In the morning he paid the innkeeper and took the southern road out of Thornwall. It passed through the market quarter, where the smiths had their workshops, and the forges were already lit, and the clang of hammers on metal rang across the rooftops in the flat, rhythmic percussion of a town that was awake and working.
He passed the largest forge at the end of the street. It was an open-fronted workshop — stone walls, timber roof, the wide brick hearth glowing orange in the grey morning light. The smith was a broad woman in a leather apron, working a piece of iron on the anvil with the economical, practiced strokes of someone who had been doing this so long the hammer was an extension of her arm.
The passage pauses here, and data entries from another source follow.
PR #18589, opened 2025-09-30
derive-json

cecemei:
### Description

Derive json base on index.

<hr>

 * `MyFoo`
 * `OurBar`
 * `TheirBaz`

<hr>

This PR has:

- [ ] been self-reviewed.


processing/src/main/java/org/apache/druid/segment/column/ColumnConfig.java
```diff
@@ -74,4 +82,9 @@ default double skipValueRangeIndexScale()
   {
     return DEFAULT_SKIP_VALUE_RANGE_INDEX_SCALE;
   }
+
+  default boolean deriveJsonColumnFromIndexes()
```
clintropolis: in my opinion i don't think we should add this since its just like a system level thing to control what is a segment level thing, though if we do leave it we should add javadoc to indicate that this is like a developer testing control knob, not something an operator would ever want to set (in case anyone stumbled on it in the code or a future developer wonders why it doesn't have docs or whatever)

processing/src/main/java/org/apache/druid/segment/nested/CompressedNestedDataComplexColumn.java
```diff
@@ -156,7 +160,12 @@ public CompressedNestedDataComplexColumn(
     this.columnName = columnName;
     this.logicalType = logicalType;
     this.nullValues = nullValues;
-    this.fieldsSupplier = fieldsSupplier;
+    final TKeyDictionary fields = fieldsSupplier.get();
+    this.fieldPathMap = CollectionUtils.newLinkedHashMapWithExpectedSize(fields.size());
+    for (int i = 0; i < fields.size(); i++) {
+      String field = StringUtils.fromUtf8(fields.get(i));
+      fieldPathMap.put(parsePath(field), Pair.of(field, i));
+    }
```
clintropolis: i kind of think this should be lazy computed, really complicated json objects can have thousands of paths, and we really only need to know stuff about all of them if the query is doing something like json_keys/json_paths (or this new thing of reconstructing the object from the list of paths). If a query just has a json_value for a single field of the object, then it seems like it would be penalized by having to build this map for a bunch of paths it doesn't care about.

If changed to be lazy computed, the column selector methods for fields (and any other methods that take a list of path parts like `getFieldLogicalType`) should not use this map unless it was computed, since those are the things called when we want to make a selector for a specific path directly by things like NestedFieldVirtualColumn and other nested column specialized virtual columns.

processing/src/main/java/org/apache/druid/segment/nested/CompressedNestedDataComplexColumn.java
```diff
@@ -329,28 +330,54 @@ public Object getRowValue(int rowNum)
...
+
+    ReadableOffset offset = new AtomicIntegerReadableOffset(new AtomicInteger(rowNum));
+    final List<StructuredDataBuilder.Element> elements =
+        fieldPathMap.keySet().stream()
+                    .map(path -> StructuredDataBuilder.Element.of(
+                        path,
+                        (Objects.requireNonNull(getColumnHolder(path)).getColumn()).makeColumnValueSelector(offset)
+                                                                                   .getObject()
+                    ))
+                    .collect(Collectors.toList());
```
clintropolis: making new offset and column value selector for every row seems pretty unchill... while I don't think much should be calling this method since we implement `makeColumnValueSelector`, could you look further into whether or not something will call this? If something does, it would be good to know to either consider changing it or knowing if it would be ok. or if nothing is expected to call this maybe we throw an exception

processing/src/main/java/org/apache/druid/segment/nested/CompressedNestedDataComplexColumn.java
```diff
@@ -382,17 +418,32 @@ public void inspectRuntimeShape(RuntimeShapeInspector inspector)
...
     }
-    if (compressedRawColumn == null) {
+
+    if (compressedRawColumn == null && !columnConfig.deriveJsonColumnFromIndexes()) {
       compressedRawColumn = closer.register(compressedRawColumnSupplier.get());
     }
+    AtomicInteger rowNumber = new AtomicInteger(-1);
+    AtomicIntegerReadableOffset atomicOffset = new AtomicIntegerReadableOffset(rowNumber);
+    final List<Pair<List<NestedPathPart>, ColumnValueSelector>> fieldSelectors =
+        compressedRawColumn != null ? null :
```
clintropolis: maybe we should just make the `compressedRawColumnSupplier` nullable instead of checking the thing from the supplier is null?

processing/src/main/java/org/apache/druid/segment/nested/CompressedNestedDataComplexColumn.java
```diff
@@ -434,8 +485,17 @@ private Object getForOffset(int offset)
...
+          final ByteBuffer valueBuffer = compressedRawColumn.get(offset);
+          return STRATEGY.fromByteBuffer(valueBuffer, valueBuffer.remaining());
+        } else {
+          rowNumber.set(offset);
+          List<StructuredDataBuilder.Element> elements = fieldSelectors
+              .stream()
+              .map(c -> StructuredDataBuilder.Element.of(c.lhs, c.rhs.getObject()))
+              .collect(Collectors.toList());
+          return new StructuredDataBuilder(elements).build();
+        }
```
clintropolis: same as non-vectorized, i think this would be cleaner to have separate `VectorObjectSelector` implementations returned depending on object encoding rather than checking inside every vector

processing/src/main/java/org/apache/druid/segment/nested/CompressedNestedDataComplexColumn.java
```diff
@@ -361,8 +388,17 @@ public Object getObject()
...
+          final ByteBuffer valueBuffer = compressedRawColumn.get(offset.getOffset());
+          return STRATEGY.fromByteBuffer(valueBuffer, valueBuffer.remaining());
+        }
+        List<StructuredDataBuilder.Element> elements =
+            Objects.requireNonNull(fieldSelectors)
+                   .stream()
+                   .map(c -> StructuredDataBuilder.Element.of(c.lhs, c.rhs.getObject()))
+                   .collect(Collectors.toList());
+        return new StructuredDataBuilder(elements).build();
+
```
clintropolis: this might be a bit cleaner to just make separate `ObjectColumnSelector` implementations depending on object encoding (as we add more object encodings in the future).

processing/src/main/java/org/apache/druid/segment/data/CompressedVariableSizedBlobColumnSerializer.java
```diff
@@ -51,13 +54,15 @@ public class CompressedVariableSizedBlobColumnSerializer implements Serializer
...
       final SegmentWriteOutMedium segmentWriteOutMedium,
+      final ObjectStorageEncoding objectStorageEncoding,
       final CompressionStrategy compression
   )
   {
     this.filenameBase = filenameBase;
     this.offsetsFile = getCompressedOffsetsFileName(filenameBase);
     this.blobsFile = getCompressedBlobsFileName(filenameBase);
     this.segmentWriteOutMedium = segmentWriteOutMedium;
+    this.objectStorageEncoding = objectStorageEncoding;
```
clintropolis: this should not be passed into `CompressedVariableSizedBlobColumnSerializer`, since it is a json column specific thing. I think all of the changes to this and `CompressedVariableSizedBlobColumnSupplier` need to be reverted, and should be handled entirely within nested data column layer, which should not create this serializer (or store the internal 'raw' file that results from it) at all. The `objectStorageEncoding` can be passed into the column supplier from https://github.com/apache/druid/blob/master/processing/src/main/java/org/apache/druid/segment/serde/NestedCommonFormatColumnPartSerde.java#L343, which the read method can use to know whether or not to bother with the `CompressedVariableSizedBlobColumnSupplier`.

processing/src/main/java/org/apache/druid/segment/column/ColumnConfig.java
cecemei: reverted this

processing/src/main/java/org/apache/druid/segment/nested/CompressedNestedDataComplexColumn.java
cecemei: true, add several utility method to get the field info instead

processing/src/main/java/org/apache/druid/segment/nested/CompressedNestedDataComplexColumn.java
cecemei: updated to check null for `compressedRawColumnSupplier`

processing/src/main/java/org/apache/druid/segment/nested/CompressedNestedDataComplexColumn.java
cecemei: updated to use a `valueProvider` so `compressedRawColumn` and `fieldSelectors` is now closer.

processing/src/main/java/org/apache/druid/segment/data/CompressedVariableSizedBlobColumnSerializer.java
cecemei: updated to use nullable `CompressedVariableSizedBlobColumnSupplier`

processing/src/main/java/org/apache/druid/segment/nested/CompressedNestedDataComplexColumn.java
```diff
@@ -329,29 +323,69 @@ public Object getRowValue(int rowNum)
...
+    }
+
+    final List<StructuredDataBuilder.Element> elements = getAllParsedBaseFields()
+        .stream()
+        .map(pair -> {
+          NestedFieldDictionaryEncodedColumn column = (NestedFieldDictionaryEncodedColumn) getColumnHolder(
+              pair.lhs.fieldName,
+              pair.lhs.fieldIndex
+          ).getColumn();
+          return StructuredDataBuilder.Element.of(pair.rhs, column.lookupObject(rowNum));
```
clintropolis: this is not correct.i think, it looks like `lookupObject` implementation takes a dictionaryId, but you're passing a row number in here.

To get the dictionaryId of the `NestedFieldDictionaryEncodedColumn`, you need to get the value at `rowNum` of `NestedFieldDictionaryEncodedColumn.column`, so you want to be doing `column.lookupObject(column.getSingleRowValue(rowNum))` i think.

Did you ever figure out if this method gets called for real? It must not commonly at least or else this would have caused problems i think

processing/src/main/java/org/apache/druid/segment/nested/CompressedNestedDataComplexColumn.java
```diff
@@ -382,17 +415,48 @@ public void inspectRuntimeShape(RuntimeShapeInspector inspector)
...
+                           pair.lhs.fieldIndex
+                       ).getColumn()).makeColumnValueSelector(readableAtomicOffset)
+                   ))
+                   .collect(Collectors.toList());
+      valueProvider = () -> {
+        List<StructuredDataBuilder.Element> elements = fieldSelectors
+            .stream()
+            .map(c -> StructuredDataBuilder.Element.of(c.lhs, c.rhs.getObject()))
+            .collect(Collectors.toList());
+        return new StructuredDataBuilder(elements).build();
```
clintropolis, line 457: doesn't have to be done in this PR, but my experience has been that java streams is less performant than normal loops in hot code-paths, might be worth measuring this in the future (I don't think we need to worry about this in this PR)

processing/src/main/java/org/apache/druid/segment/nested/CompressedNestedDataComplexColumn.java
```diff
@@ -1206,4 +1245,102 @@ public int compare(Object o1, Object o2)
...
+    private final int elementNumber;
+
+    ArrayField(BaseField baseField, int elementNumber)
+    {
+      this.baseField = baseField;
+      this.elementNumber = elementNumber;
+    }
+  }
+
+  private static class AtomicIntegerReadableOffset implements ReadableOffset
```
clintropolis: this seems the same as https://github.com/apache/druid/blob/master/processing/src/main/java/org/apache/druid/query/rowsandcols/concrete/ColumnHolderRACColumn.java#L165, maybe should move somewhere and share them?

processing/src/main/java/org/apache/druid/segment/nested/CompressedNestedDataComplexColumn.java
```diff
@@ -1206,4 +1245,102 @@ public int compare(Object o1, Object o2)
...
+      }
+    }
+    return null;
+  }
+
+  interface Field
+  {
+  }
+
+  private static class BaseField implements Field
```
clintropolis: if i understand correctly, this stuff is used to indicate that a nested field column exists, and the other one a  nested array field column exists to try to extract a specific array element from, maybe clearer names about what they are like `NestedField` and `NestedArrayField` would be helpful, or at least some javadocs. I find the 'base' terminology a bit unintuitive, so would suggest dropping it, since what it really means is that a nested field column exists at some path

processing/src/main/java/org/apache/druid/segment/nested/CompressedNestedDataComplexColumn.java
```diff
@@ -1206,4 +1245,102 @@ public int compare(Object o1, Object o2)
...
+    List<Pair<BaseField, List<NestedPathPart>>> allFields = new ArrayList<>(fields.size());
+    for (int i = 0; i < fields.size(); i++) {
+      String field = StringUtils.fromUtf8(fields.get(i));
+      allFields.add(Pair.of(new BaseField(field, i), parsePath(field)));
+    }
+    return allFields;
+  }
+
+  @Nullable
+  private Field getBaseOrArrayFieldFromPath(List<NestedPathPart> path)
```
clintropolis: this feels worth having javadocs on intended usage, since i think this returns something if there is a nested field column present for the path (or nested field array column to try to read to extract an element from)

clintropolis:
It would be nice to get some additional test coverage on this, could you consider adding tests in this mode to [NestedDataScanQueryTest.java ](https://github.com/apache/druid/blob/master/processing/src/test/java/org/apache/druid/query/scan/NestedDataScanQueryTest.java) or [CalciteNestedDataQueryTest.java](https://github.com/apache/druid/blob/master/sql/src/test/java/org/apache/druid/sql/calcite/CalciteNestedDataQueryTest.java). Ideally replicas of existing tests that are relying on the raw column, so we can compare the results between the 2 modes

processing/src/main/java/org/apache/druid/segment/nested/CompressedNestedDataComplexColumn.java
cecemei: thanks for the catch! seems like it's not covered by test, added test coverage in `NestedDataColumnSupplierTest`

processing/src/main/java/org/apache/druid/segment/nested/CompressedNestedDataComplexColumn.java
cecemei: updated to be a shared public class

processing/src/main/java/org/apache/druid/segment/nested/CompressedNestedDataComplexColumn.java
cecemei: added javadoc for all the `NestedField` and `NestedArrayElement`

cecemei:
> It would be nice to get some additional test coverage on this, could you consider adding tests in this mode to [NestedDataScanQueryTest.java ](https://github.com/apache/druid/blob/master/processing/src/test/java/org/apache/druid/query/scan/NestedDataScanQueryTest.java) or [CalciteNestedDataQueryTest.java](https://github.com/apache/druid/blob/master/sql/src/test/java/org/apache/druid/sql/calcite/CalciteNestedDataQueryTest.java). Ideally replicas of existing tests that are relying on the raw column, so we can compare the results between the 2 modes

Added test coverage for both classes.

sql/src/test/java/org/apache/druid/sql/calcite/CalciteNestedDataQueryTest.java
```diff
@@ -150,15 +152,18 @@ public class CalciteNestedDataQueryTest extends BaseCalciteQueryTest
...
-                       .add(AutoTypeColumnSchema.of("string"))
-                       .add(AutoTypeColumnSchema.of("nest"))
-                       .add(AutoTypeColumnSchema.of("nester"))
-                       .add(AutoTypeColumnSchema.of("long"))
-                       .add(AutoTypeColumnSchema.of("string_sparse"))
+                       .add(new AutoTypeColumnSchema("string", null, NONE_OBJECT_STORAGE))
+                       .add(new AutoTypeColumnSchema("nest", null, NONE_OBJECT_STORAGE))
+                       .add(new AutoTypeColumnSchema("nester", null, NONE_OBJECT_STORAGE))
+                       .add(new AutoTypeColumnSchema("long", null, NONE_OBJECT_STORAGE))
+                       .add(new AutoTypeColumnSchema("string_sparse", null, NONE_OBJECT_STORAGE))
```
clintropolis: hmm, i don't think we should replace the existing tests with the new mode, could you add this as a separate datasource and just dupe the tests (or parameterize on table name or something) so we have coverage for both modes?

processing/src/main/java/org/apache/druid/segment/nested/CompressedNestedDataComplexColumn.java
```diff
@@ -329,29 +324,69 @@ public Object getRowValue(int rowNum)
...
+                                        ).getColumn()).makeColumnValueSelector(offset)
+                                    ))
+                                    .collect(Collectors.toList());
+      valueProvider = () -> {
+        List<StructuredDataBuilder.Element> elements = fieldSelectors
+            .stream()
+            .map(c -> StructuredDataBuilder.Element.of(c.lhs, c.rhs.getObject()))
+            .collect(Collectors.toList());
+        return new StructuredDataBuilder(elements).build();
+      };
```
clintropolis, line 388: been thinking a bit on this, and I don't think we need to change anything in this PR since this is sufficient for testing and experimentation, but I think this could probably be done a lot more efficiently and just build the object on the fly while iterating over the set of fields only once per row produced and without extra transient object instantiations that need collected (the builder, elements, etc).

The field positions in fieldsSupplier are the same as the internal column names we get from getColumnHolder, so it would map pretty well to a plain for loop that just looks up the List<NestedPathPart> for the field position and use that to add the field value to the object. It would be more or less inlining the buildObject method of the builder i think, so like less pleasant to look at but also a fair bit less overhead I would think.

sql/src/test/java/org/apache/druid/sql/calcite/CalciteNestedDataQueryTest.java
cecemei: added as nested test, it's a bit tricky to use parameterized test since the component supplier thing has to be static.

cryptoe:
@cecemei 
Could you please update the description with the release notes. 
How to use this feature is missing in the release notes.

As Aelios walked past the open front of the forge, the fire in the hearth flared.
It was brief — a single, sharp brightening, the flame leaping a hand’s breadth higher for perhaps two seconds before settling back to its working height. The kind of thing that happens in forges: a pocket of air in the coal, a shift in the draught, a log settling. The kind of thing no one notices unless they happen to be looking at the exact right moment.
The smith looked up from her work — the hearth, then the road, the boy walking past with a satchel over his shoulder and his eyes fixed on the distance ahead, then back to the hearth. The fire was normal. The coal was arranged as she had arranged it. Nothing was wrong.
She shook her head and went back to her work.
Aelios walked on. The flare had passed him. The warmth had passed him. He was already fifty yards past the forge, his mind occupied by the road ahead and the calculations it required — days to the lowlands, days to the Capitol, the dwindling coin in his pack and the growing list of questions in his satchel — and the fire in the forge behind him was as irrelevant to him as the crows in the trees and the mud on the road and every other ordinary sight that a boy walks past without noticing on a long journey west.
The smith watched him go. She did not know why she watched. She turned back to the iron on her anvil, and the hammer fell, and the forge burned, and the morning carried on.
The Capitol was still weeks away. The road was long and the boy on it was young and alone and carrying questions that no one he had met so far could answer.
But the questions were patient. They had waited fifteen years in a cottage that no longer existed. They could wait a few weeks more.
Aelios walked south, and the road widened, and the world opened before him, and somewhere behind the horizon the Capitol waited with its colleges and its libraries and its centuries of accumulated knowledge. The warmth in his chest stirred once — faint, sourceless, the same quiet heat that had suggested options for the man on the road — and he noted it, and let it settle among the other mysteries he did not yet understand, and kept walking.
Certainty was a tool. Aelios had been sharpening his since the night the fire decided not to take him.